Majority leader Bill Frist (R-Tenn.) announced this week that the Senate will debate the bill to loosen Bush's rules on Monday and vote on Tuesday. Under the terms of an agreement worked out with Democrats, the bill will need 67 ayes to pass, a count most observers believe will be achieved.
The Senate will also vote on two other bills -- one aimed at preventing abuses in fetal research and one encouraging a search for non-embryonic stem cells that might have the same healing potential as embryonic cells.
Both bills are expected to pass easily and to be taken up and passed by the House on Wednesday and Thursday, congressional aides said. At that point, President Bush would be free to follow up on his oft-repeated promise to veto the bill that would loosen his rules.
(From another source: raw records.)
PR #2397, opened 2019-04-13
mipmap : fix if embedded preview size is too small

### LINKED ISSUE #2377: lighttable: crash when zoom in on full preview of image without history
**Describe the bug**
The new zoom feature in lighttable (#2267) gets confused when zooming in on images without a history. This can result in a crash.

**To Reproduce**
1. In lighttable view, go to an image with no history (e.g. freshly imported).
2. Type "z" to show a fullscreen preview
4. ctrl-scroll to zoom in.
5. dt may crash within `dt_iop_flip_and_zoom_8`.

Alternately, dt will zoom in on the image, but not to the full resolution of the raw file but rather to the maximum resolution of the JPEG preview embeddded within the raw file.

This may be further complicated by the setting of `never_use_embedded_thumb` conf value.

I have trouble replicating this bug consistently. I think it's easiest when there are not yet entries in the cache from the image. (Try running with --cachedir set to an empty directory.)

**Expected behavior**
This is a tricky one. Should it zoom in on the JPEG within the raw? In this case we don't see the full resolution of the raw file. But if we run the pixelpipe when we start showing a mip8 to show all the pixels, this will not be consistent with the embedded JPEG data used to produce mip0-7.

**Backtrace**
Here's a backtrace with OpenMP turned off

```
Thread 5 "worker 0" received signal SIGSEGV, Segmentation fault.
[Switching to Thread 0x7fffdefa6700 (LWP 32085)]
dt_iop_flip_and_zoom_8 (in=<optimized out>, iw=0, ih=<optimized out>, out=0x7fff9af30062 "\261", ow=0, oh=0, orientation=ORIENTATION_NONE, 
    width=0x7fff9af30040, height=0x7fff9af30044) at ../src/develop/imageop_math.c:91
91	          out2[k] = // in3[k];
(gdb) bt
#0  0x00007ffff7dd5f6b in dt_iop_flip_and_zoom_8
    (in=<optimized out>, iw=0, ih=<optimized out>, out=0x7fff9af30062 "\261", ow=0, oh=0, orientation=ORIENTATION_NONE, width=0x7fff9af30040, height=0x7fff9af30044) at ../src/develop/imageop_math.c:91
#1  0x00007ffff7d773c6 in _init_8
    (buf=<optimized out>, width=<optimized out>, height=<optimized out>, iscale=<optimized out>, color_space=<optimized out>, imgid=<optimized out>, size=<optimized out>) at ../src/common/mipmap_cache.c:1272
#2  0x00007ffff7d76919 in dt_mipmap_cache_get_with_caller
    (cache=<optimized out>, buf=0x7fffdef97678, imgid=<optimized out>, mip=<optimized out>, flags=<optimized out>, mode=<optimized out>, file=<optimized out>, line=<optimized out>) at ../src/common/mipmap_cache.c:862
#3  0x00007ffff7da1208 in dt_image_load_job_run (job=<optimized out>) at ../src/control/jobs/image_jobs.c:35
#4  0x00007ffff7d9a367 in dt_control_job_execute (job=0x2015a00) at ../src/control/jobs.c:304
#5  0x00007ffff7d9aba3 in dt_control_run_job (control=<optimized out>) at ../src/control/jobs.c:323
#6  0x00007ffff7d9aba3 in dt_control_work (ptr=<optimized out>) at ../src/control/jobs.c:568
#7  0x00007ffff7c53fa3 in start_thread (arg=<optimized out>) at pthread_create.c:486
#8  0x00007ffff7b8482f in clone () at ../sysdeps/unix/sysv/linux/x86_64/clone.S:95
```

AlicVB:
this fix #2377 
There's 2 problem with some raw with small embedded preview images (https://raw.pixls.us/getfile.php/1942/nice/Fujifilm%20-%20X100F%20-%2014bit%20uncompressed%20(3:2).RAF) :
- crash if one zoom too quickly in full preview mode
- the embedded preview is small (1920x1280) so the zoom is quite limited (real image size is 6160x4032)

In fact the main problem is that exiv2 read the embedded preview size in place of the image size... So I've added a way to run minimal rawspeed pass, just to get the real dimension of images with embedded preview.

### DIFF
--- a/src/common/image.c
+++ b/src/common/image.c
@@ -1194,7 +1194,7 @@ uint32_t dt_image_import_lua(const int32_t film_id, const char *filename, gboole
 
 void dt_image_init(dt_image_t *img)
 {
-  img->width = img->height = 0;
+  img->width = img->height = img->verified_size = 0;
   img->crop_x = img->crop_y = img->crop_width = img->crop_height = 0;
   img->orientation = ORIENTATION_NULL;
   img->legacy_flip.legacy = 0;
--- a/src/common/image.c
+++ b/src/common/image.c
@@ -383,16 +383,54 @@ void dt_image_set_location_and_elevation(const int32_t imgid, dt_image_geoloc_t 
   dt_image_cache_write_release(darktable.image_cache, image, DT_IMAGE_CACHE_SAFE);
 }
 
+void dt_image_reset_final_size(const int32_t imgid)
+{
+  dt_image_t *imgtmp = dt_image_cache_get(darktable.image_cache, imgid, 'w');
+  imgtmp->final_width = imgtmp->final_height = 0;
+  dt_image_cache_write_release(darktable.image_cache, imgtmp, DT_IMAGE_CACHE_RELAXED);
+}
+
 gboolean dt_image_get_final_size(const int32_t imgid, int *width, int *height)
 {
-  dt_develop_t dev;
+  // get the img strcut
+  dt_image_t *imgtmp = dt_image_cache_get(darktable.image_cache, imgid, 'r');
+  dt_image_t img = *imgtmp;
+  dt_image_cache_read_release(darktable.image_cache, imgtmp);
+  // if we already have computed them
+  if(img.final_height > 0 && img.final_width > 0)
+  {
+    *width = img.final_width;
+    *height = img.final_height;
+    return 0;
+  }
 
+  // special case if we try to load embedded preview of raw file
+
+  // the orientation for this camera is not read correctly from exiv2, so we need
+  // to go the full path (as the thumbnail will be flipped the wrong way round)
+  const int incompatible = !strncmp(img.exif_maker, "Phase One", 9);
+  if(!img.verified_size && !dt_image_altered(imgid) && !dt_conf_get_bool("never_use_embedded_thumb")
+     && !incompatible)
+  {
+    // we want to be sure to have the real image size.
+    // some raw files need a pass via rawspeed to get it.
+    char filename[PATH_MAX] = { 0 };
+    gboolean from_cache = TRUE;
+    dt_image_full_path(imgid, filename, sizeof(filename), &from_cache);
+    imgtmp = dt_image_cache_get(darktable.image_cache, imgid, 'w');
+    dt_imageio_open(imgtmp, filename, NULL);
+    imgtmp->verified_size = 1;
+    img = *imgtmp;
+    dt_image_cache_write_release(darktable.image_cache, imgtmp, DT_IMAGE_CACHE_RELAXED);
+  }
+
+  // and now we can do the pipe stuff to get final image size
+  dt_develop_t dev;
   dt_dev_init(&dev, 0);
   dt_dev_load_image(&dev, imgid);
-  const dt_image_t *img = &dev.image_storage;
 
   dt_dev_pixelpipe_t pipe;
-  int wd = img->width, ht = img->height;
+  int wd = img.width, ht = img.height;
   int res = dt_dev_pixelpipe_init_dummy(&pipe, wd, ht);
   if(res)
   {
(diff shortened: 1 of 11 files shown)


dtorop:
This looks impressive. One quick thought is if `verified_size` should be a gboolean rather than an int. That seems in keeping with dt coding practices.

I want to look more carefully at the `dt_imageio_open_XXX()` changes, and haven't actually tested this yet. More in a bit.

AlicVB:
> This looks impressive. One quick thought is if `verified_size` should be a gboolean rather than an int. That seems in keeping with dt coding practices.

I've just mimic the other "boolean" present in the structure...


> I want to look more carefully at the `dt_imageio_open_XXX()` changes, and haven't actually tested this yet. More in a bit.

This is clearly the sensible area of change (that with all the cache get/release)

dtorop:
I tested this a bit and it looks good. Not only does It not crash, but it behaves just as I'd expect/hope, without having to think about any subtleties.

>> I want to look more carefully at the dt_imageio_open_XXX() changes
>> ...
> This is clearly the sensible area of change (that with all the cache get/release)

My one regret about the `dt_imageio_open()` work is that I wish that each sub-image type didn't have to know separately how to handle a NULL buf, and that there's implicit behavior where opening a raw goes all the way through calculating width/height before returning on NULL buf, but not for other formats. But I imagine the only way to unwind this would be to make a separate dt_imageio_get_dims() function which was used by dt_imageio_open, and that seems both absurd and wasteful, so I see why what you did makes sense.

dtorop:
One question: it looks like even for mipmaps < mip8, it looks like now the pixelpipe results appear rather than embedded JPEG. Is this expected/right?

AlicVB:
> One question: it looks like even for mipmaps < mip8, it looks like now the pixelpipe results appear rather than embedded JPEG. Is this expected/right?

What is expected, is that the computed mipmap appears for all mipmap levels where the embedded thumbnail is too small. In the case of the fuji example, the embedded thumbnail should be used for mipmap <= 4 and computed after (if I remember correctly the mipmap sizes). Is that what you see ?

Sadly, I can't test anything : I've broken my system with a tentative of upgrading gtk :), so it's time to a clean reinstall of a more recent OS version. Anyway, I'm leaving for holidays tomorrow, so I'll come back to dev in 10-15 days.

TurboGit:
@AlicVB : since you won't be around for some days I'll wait for your come back to merge this. Ping me when merging can be done. Thanks.

AlicVB:
Ok, I've just added some refactoring around the image "final size" computation. Now final size are stored in dt_image_t and compute if needed (first need / after image changes)
As a side effect, this allow to avoid some "jumpy" effect in lighttable preview zooming when you zoom to max quickly.

Note : 
- this sizes are not stored in db, so they need to be recompute at each session. Eventually this can be changed, but this need a db schema change and to be sure to update the db on each image change (2 sensible areas I know nothing about, so I've avoid it)

src/common/image.c
```diff
@@ -383,16 +383,54 @@ void dt_image_set_location_and_elevation(const int32_t imgid, dt_image_geoloc_t
...
+    *width = img.final_width;
+    *height = img.final_height;
+    return 0;
+  }
+
+  // special case if we try to load embedded preview of raw file
 
+  // the orientation for this camera is not read correctly from exiv2, so we need
+  // to go the full path (as the thumbnail will be flipped the wrong way round)
+  const int incompatible = !strncmp(img.exif_maker, "Phase One", 9);
```
TurboGit: This does not look like refactoring. The orientation is wrong with current version? Note that I have recently fixed lot of orientation issues. Have you tested with current version? Just to be sure this is still needed.

AlicVB: No idea, this is copy/paste from mipmap_cache.c line 1187. Git blame says it's a commit from @hanatos 7 years ago, and it's a problem for Phase One h25 models (raw pixls didn't seems to have this raw...)

src/views/lighttable.c
```diff
@@ -353,7 +353,7 @@ static inline void _destroy_preview_surface(dt_preview_surface_t *fp_surf)
   fp_surf->imgid = -1;
   fp_surf->w_lock = 0;
 
-  fp_surf->zoom_100 = 40.0f;
+  fp_surf->zoom_100 = 1001.0f; // dummy vaule to say it need recompute
```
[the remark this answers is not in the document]
AlicVB: fixed

AlicVB:
for the rawspeed files, I don't know where they come from, git show doesn't seems to have them here, certainly some subtilities of the submodules...
I'm not sure how to fix it, github doesn't want to remove them directly from the pull request... Any hint ?
Thank you... (and apologize if I've done something stupid...)

TurboGit:
Working fine on my side.
I have merged this manually to remove the rawspeed change.

Thanks.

That could come as early as Thursday, the aides said, and would constitute the first veto of Bush's presidency.
The House could follow by Friday with an attempt to override that veto. Current head counts suggest that an override attempt in the House would fail. If so, the bill would be dead without the Senate having to reconsider the issue.
Last week, the two leaders in the effort to loosen Bush's rules -- Reps. Michael N. Castle (R-Del.) and Diana DeGette (D-Colo.) -- sought an audience with Bush as part of a last-ditch effort to persuade him not to veto the measure.
Last Friday, they said they were told he would not have time.